El amor dura tres años

Este libro (…) aborda la contradicción que existe entre el amor y el mundo actual: cómo nuestra civilización del deseo, hedonista, destruye los sentimientos. Es un rasgo generacional, al menos masculino, esa enorme dificultad de pasar el resto de tu vida junto a la misma persona. Es como si el mundo estuviera organizado de tal forma que te impide quererte. Tal vez porque el amor es demasiado subversivo, lo cierto es que, entre el placer y la felicidad, se empuja a la gente a que escoja lo primero. Vivimos en la época del zapeo amoroso. Consumimos muchos productos, constantemente, y ello nos conduce a consumir también personas… (Frédéric Beigbeder, hoy, en La Vanguardia, al hablar de su libro El amor dura tres años).

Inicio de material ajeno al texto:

PR #78, opened 2019-03-19
stop using labels for status values

dhellmann:
This PR includes a couple of related changes to clean up the way we handle status values that we were storing in labels but that we want to store in the status fields instead.


dhellmann:
This PR drops some of the unused status values. I intend to have a separate PR to restore those after talking with @jtomasek

PR #81, opened 2019-03-21
Don't hardcode instanceImageSource into templateBody

yprokule:
instanceImageSource is constant and can be used within
 templates' declaration.


dhellmann:
Thanks!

Pensemos fríamente en el futuro, aunque el mundo actual tampoco promueva el pensar en la madurez y la vejez. No creo que el zapeo desaparezca si se ha practicado siempre. Aunque el amor sea grande: amores grandes ha habido y habrá. El deseo seguirá ahí, ¿no? Y una persona madura de dentro de 40 años será distinta a una persona madura de hoy. ¿Cómo encajará la madurez este hedonismo practicado durante toda una vida?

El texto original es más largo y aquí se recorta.